Assignment →
Read through the records. Copy each line that has the word "whole".
━━ Data section ━━
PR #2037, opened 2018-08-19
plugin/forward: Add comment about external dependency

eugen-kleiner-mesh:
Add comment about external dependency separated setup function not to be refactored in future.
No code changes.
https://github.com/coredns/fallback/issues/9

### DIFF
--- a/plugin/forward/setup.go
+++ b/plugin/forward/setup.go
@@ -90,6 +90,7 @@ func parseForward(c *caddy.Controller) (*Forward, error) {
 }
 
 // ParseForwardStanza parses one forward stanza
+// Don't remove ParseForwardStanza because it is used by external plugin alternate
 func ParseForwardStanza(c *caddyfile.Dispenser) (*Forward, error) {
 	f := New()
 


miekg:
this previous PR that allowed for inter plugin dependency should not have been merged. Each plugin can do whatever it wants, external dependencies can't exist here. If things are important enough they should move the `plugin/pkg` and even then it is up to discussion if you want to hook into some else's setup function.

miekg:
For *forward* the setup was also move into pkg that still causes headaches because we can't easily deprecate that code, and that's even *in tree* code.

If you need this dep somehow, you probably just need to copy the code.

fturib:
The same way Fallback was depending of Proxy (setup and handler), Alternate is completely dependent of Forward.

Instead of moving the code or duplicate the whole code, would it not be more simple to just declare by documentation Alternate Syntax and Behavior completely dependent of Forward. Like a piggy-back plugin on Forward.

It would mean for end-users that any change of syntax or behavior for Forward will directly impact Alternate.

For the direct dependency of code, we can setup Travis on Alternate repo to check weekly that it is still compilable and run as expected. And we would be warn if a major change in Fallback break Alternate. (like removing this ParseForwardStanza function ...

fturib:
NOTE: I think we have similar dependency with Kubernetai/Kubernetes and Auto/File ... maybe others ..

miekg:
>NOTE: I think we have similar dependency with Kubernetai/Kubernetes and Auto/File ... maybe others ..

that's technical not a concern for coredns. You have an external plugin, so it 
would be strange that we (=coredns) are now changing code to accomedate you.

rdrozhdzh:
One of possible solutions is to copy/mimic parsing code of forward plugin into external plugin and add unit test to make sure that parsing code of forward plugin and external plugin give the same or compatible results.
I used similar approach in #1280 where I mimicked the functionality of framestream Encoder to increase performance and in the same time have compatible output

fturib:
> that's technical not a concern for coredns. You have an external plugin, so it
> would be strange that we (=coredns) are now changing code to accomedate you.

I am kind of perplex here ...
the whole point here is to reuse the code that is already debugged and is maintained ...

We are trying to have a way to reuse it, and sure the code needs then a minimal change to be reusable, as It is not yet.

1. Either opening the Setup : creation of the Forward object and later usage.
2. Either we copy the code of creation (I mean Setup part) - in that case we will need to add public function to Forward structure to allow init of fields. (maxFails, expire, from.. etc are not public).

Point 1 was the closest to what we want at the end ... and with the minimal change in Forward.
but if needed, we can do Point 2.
━━━
━━ Data section ━━
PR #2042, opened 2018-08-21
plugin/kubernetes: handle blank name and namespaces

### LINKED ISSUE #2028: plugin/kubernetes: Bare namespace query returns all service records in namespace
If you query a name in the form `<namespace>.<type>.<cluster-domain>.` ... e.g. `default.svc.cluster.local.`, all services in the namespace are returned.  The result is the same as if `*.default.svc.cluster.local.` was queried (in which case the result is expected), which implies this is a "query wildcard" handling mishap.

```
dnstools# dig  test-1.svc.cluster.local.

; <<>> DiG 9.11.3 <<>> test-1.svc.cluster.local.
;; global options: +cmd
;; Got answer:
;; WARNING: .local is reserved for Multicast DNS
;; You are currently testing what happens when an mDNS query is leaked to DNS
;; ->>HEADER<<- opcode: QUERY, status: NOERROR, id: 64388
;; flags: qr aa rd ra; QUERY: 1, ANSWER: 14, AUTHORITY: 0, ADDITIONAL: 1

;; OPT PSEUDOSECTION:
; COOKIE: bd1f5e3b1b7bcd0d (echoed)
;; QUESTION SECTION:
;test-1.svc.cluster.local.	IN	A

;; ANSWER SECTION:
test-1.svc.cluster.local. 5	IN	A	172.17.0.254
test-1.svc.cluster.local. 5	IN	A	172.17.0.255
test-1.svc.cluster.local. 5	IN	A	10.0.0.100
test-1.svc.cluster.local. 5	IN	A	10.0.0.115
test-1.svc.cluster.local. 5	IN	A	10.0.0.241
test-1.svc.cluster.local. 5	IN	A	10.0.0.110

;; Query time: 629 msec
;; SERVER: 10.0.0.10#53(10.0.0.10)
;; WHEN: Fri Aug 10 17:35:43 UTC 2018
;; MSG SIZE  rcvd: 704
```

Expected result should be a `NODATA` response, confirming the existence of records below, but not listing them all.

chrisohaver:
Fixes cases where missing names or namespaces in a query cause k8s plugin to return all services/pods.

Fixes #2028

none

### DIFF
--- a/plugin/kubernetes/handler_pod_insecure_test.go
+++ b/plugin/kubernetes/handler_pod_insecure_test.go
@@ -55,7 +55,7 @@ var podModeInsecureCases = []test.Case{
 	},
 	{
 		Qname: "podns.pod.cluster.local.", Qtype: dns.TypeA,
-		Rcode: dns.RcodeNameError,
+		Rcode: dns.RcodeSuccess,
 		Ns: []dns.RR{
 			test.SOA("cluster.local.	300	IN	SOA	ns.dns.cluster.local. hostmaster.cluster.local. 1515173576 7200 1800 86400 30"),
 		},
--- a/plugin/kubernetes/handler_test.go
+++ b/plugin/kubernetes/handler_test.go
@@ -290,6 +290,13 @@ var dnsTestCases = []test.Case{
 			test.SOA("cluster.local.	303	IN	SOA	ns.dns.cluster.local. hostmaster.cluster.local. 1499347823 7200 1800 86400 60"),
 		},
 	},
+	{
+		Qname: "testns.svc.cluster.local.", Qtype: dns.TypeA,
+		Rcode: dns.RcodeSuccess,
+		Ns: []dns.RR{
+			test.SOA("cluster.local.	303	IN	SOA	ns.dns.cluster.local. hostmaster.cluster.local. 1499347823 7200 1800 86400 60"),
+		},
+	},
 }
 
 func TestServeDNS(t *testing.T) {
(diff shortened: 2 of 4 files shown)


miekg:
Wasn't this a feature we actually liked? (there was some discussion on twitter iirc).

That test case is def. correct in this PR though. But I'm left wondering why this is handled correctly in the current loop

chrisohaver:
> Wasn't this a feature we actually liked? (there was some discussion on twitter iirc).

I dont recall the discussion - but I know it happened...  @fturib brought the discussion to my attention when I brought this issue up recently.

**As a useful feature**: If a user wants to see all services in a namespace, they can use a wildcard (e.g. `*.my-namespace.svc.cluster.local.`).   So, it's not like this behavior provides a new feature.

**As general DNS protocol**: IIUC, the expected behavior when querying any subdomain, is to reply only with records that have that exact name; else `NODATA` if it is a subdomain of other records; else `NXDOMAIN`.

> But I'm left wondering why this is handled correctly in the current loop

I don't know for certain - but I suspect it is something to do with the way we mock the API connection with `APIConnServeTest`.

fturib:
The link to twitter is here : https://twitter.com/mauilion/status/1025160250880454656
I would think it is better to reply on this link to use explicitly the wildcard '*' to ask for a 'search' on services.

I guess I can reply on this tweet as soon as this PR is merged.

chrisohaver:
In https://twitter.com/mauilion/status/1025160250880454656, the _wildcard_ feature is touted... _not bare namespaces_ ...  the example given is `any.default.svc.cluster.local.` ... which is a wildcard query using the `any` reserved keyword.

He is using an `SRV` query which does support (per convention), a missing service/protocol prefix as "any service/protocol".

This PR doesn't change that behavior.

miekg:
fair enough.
━━━
━━ Data section ━━
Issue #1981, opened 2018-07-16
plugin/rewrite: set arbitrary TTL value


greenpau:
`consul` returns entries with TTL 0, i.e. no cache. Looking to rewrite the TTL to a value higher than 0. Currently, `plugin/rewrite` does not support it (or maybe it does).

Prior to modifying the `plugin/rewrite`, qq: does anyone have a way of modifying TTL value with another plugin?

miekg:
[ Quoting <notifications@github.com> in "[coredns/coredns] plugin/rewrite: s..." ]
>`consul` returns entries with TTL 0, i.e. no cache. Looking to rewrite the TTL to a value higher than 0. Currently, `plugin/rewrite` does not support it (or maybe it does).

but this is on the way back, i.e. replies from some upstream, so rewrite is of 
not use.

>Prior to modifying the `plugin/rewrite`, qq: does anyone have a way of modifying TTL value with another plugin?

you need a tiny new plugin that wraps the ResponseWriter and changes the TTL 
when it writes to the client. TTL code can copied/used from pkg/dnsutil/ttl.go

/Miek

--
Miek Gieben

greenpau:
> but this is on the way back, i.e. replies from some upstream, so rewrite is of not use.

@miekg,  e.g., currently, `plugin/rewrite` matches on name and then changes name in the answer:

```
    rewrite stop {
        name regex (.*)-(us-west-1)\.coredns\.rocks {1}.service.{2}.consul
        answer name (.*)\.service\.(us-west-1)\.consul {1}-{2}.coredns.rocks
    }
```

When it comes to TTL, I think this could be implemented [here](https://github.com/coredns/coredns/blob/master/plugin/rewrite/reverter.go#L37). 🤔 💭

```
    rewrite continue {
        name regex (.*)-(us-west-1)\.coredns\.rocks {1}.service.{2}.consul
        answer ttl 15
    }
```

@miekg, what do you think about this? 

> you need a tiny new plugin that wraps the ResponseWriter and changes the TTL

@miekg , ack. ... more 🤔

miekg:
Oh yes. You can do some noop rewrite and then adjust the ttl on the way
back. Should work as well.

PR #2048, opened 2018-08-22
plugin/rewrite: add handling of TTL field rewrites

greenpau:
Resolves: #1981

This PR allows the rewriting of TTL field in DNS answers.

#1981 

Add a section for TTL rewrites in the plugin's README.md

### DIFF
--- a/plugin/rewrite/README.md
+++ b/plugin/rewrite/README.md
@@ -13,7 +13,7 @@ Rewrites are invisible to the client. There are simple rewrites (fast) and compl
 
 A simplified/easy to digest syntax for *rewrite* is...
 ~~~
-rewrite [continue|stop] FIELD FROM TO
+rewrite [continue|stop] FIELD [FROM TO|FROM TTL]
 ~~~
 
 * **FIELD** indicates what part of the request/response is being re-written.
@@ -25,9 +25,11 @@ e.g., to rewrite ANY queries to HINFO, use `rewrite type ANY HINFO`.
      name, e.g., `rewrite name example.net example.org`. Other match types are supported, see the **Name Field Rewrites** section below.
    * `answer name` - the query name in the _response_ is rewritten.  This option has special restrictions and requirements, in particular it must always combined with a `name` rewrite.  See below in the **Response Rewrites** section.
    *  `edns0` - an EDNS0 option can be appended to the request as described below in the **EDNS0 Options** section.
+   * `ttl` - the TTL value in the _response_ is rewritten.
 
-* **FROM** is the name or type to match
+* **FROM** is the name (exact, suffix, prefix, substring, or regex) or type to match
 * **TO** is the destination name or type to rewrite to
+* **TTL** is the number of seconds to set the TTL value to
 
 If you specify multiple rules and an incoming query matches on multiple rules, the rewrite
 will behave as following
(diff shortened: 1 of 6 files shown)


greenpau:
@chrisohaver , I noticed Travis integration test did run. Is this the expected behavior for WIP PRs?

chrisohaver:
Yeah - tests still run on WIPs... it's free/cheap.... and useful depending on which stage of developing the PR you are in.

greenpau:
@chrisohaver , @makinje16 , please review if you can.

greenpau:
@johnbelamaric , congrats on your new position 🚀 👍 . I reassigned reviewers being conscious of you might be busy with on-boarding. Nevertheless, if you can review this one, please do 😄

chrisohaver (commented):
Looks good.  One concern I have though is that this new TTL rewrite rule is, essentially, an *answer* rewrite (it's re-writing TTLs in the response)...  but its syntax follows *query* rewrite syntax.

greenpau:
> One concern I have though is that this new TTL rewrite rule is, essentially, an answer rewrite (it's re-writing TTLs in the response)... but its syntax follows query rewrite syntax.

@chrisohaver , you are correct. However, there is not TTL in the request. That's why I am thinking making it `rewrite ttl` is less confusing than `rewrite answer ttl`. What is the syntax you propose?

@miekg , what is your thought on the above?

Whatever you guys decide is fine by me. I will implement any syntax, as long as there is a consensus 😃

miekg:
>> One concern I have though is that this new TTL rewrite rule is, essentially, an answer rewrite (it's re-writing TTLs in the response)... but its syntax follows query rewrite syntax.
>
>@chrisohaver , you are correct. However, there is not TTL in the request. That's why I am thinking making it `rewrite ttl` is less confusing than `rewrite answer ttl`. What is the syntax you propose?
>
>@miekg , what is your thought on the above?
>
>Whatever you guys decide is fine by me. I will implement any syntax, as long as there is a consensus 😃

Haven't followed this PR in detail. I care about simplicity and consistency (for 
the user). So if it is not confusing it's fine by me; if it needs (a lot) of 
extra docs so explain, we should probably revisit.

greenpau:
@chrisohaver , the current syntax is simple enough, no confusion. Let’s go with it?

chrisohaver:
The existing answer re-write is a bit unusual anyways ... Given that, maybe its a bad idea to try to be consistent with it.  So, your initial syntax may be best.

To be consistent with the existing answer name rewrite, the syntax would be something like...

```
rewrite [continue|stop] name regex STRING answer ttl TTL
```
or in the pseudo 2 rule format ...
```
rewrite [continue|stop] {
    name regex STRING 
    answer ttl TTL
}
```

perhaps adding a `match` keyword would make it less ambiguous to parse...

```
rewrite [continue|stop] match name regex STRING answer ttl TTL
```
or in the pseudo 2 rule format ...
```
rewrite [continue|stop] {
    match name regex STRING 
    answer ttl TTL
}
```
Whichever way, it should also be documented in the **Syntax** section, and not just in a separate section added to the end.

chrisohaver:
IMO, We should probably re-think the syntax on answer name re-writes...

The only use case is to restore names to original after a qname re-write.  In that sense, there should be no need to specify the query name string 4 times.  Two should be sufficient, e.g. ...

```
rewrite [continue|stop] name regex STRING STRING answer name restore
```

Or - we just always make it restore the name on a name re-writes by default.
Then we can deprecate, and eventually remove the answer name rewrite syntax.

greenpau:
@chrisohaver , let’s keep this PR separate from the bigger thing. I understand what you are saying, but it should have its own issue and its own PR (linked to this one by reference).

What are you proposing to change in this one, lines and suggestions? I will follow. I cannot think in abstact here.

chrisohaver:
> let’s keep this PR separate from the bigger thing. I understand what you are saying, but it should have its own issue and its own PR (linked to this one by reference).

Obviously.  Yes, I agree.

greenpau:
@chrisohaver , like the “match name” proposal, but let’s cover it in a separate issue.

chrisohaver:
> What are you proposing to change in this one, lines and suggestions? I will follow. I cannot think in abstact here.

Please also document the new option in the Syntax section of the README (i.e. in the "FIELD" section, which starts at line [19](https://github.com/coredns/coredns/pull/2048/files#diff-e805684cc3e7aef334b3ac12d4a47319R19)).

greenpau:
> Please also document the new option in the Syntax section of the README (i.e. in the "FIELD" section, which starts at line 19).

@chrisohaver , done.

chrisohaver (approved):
━━━
Your response →
Instead of moving the code or duplicate the whole code, would it not be more simple to just declare by documentation Alternate Syntax and Behavior completely dependent of Forward. Like a piggy-back plugin on Forward.
the whole point here is to reuse the code that is already debugged and is maintained ...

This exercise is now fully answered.